Exercise description: Given the entries that follow, write out exactly the lines starting at the one containing "Adds a datepicker" and ending at the one containing "This has been", both ends included, and only those.

Data for the task:
◇ ◇ ◇ ◇ ◇ ◇ ◇
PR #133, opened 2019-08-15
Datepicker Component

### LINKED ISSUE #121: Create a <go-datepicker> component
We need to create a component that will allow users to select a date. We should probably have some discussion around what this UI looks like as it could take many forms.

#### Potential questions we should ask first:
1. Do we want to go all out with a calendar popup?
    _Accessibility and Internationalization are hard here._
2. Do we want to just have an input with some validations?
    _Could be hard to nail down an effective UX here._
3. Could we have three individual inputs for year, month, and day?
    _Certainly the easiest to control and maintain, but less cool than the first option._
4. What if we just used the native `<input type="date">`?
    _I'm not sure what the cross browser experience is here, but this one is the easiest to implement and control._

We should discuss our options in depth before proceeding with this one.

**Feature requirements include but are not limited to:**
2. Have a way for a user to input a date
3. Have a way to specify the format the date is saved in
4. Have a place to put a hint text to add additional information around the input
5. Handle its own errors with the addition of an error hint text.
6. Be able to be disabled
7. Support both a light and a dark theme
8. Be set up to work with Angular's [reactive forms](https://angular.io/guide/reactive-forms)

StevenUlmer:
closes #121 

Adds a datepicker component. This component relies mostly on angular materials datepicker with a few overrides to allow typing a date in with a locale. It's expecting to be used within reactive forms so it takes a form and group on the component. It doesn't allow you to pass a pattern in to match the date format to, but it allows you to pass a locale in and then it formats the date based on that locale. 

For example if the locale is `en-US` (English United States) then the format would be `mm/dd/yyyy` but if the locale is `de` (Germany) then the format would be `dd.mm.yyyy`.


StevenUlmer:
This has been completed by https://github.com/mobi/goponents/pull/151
◇ ◇ ◇ ◇ ◇ ◇ ◇
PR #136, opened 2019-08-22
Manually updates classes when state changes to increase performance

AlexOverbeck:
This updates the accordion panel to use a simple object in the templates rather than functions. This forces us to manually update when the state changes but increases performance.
◇ ◇ ◇ ◇ ◇ ◇ ◇
Solution:
Adds a datepicker component. This component relies mostly on angular materials datepicker with a few overrides to allow typing a date in with a locale. It's expecting to be used within reactive forms so it takes a form and group on the component. It doesn't allow you to pass a pattern in to match the date format to, but it allows you to pass a locale in and then it formats the date based on that locale. 

For example if the locale is `en-US` (English United States) then the format would be `mm/dd/yyyy` but if the locale is `de` (Germany) then the format would be `dd.mm.yyyy`.


StevenUlmer:
This has been completed by https://github.com/mobi/goponents/pull/151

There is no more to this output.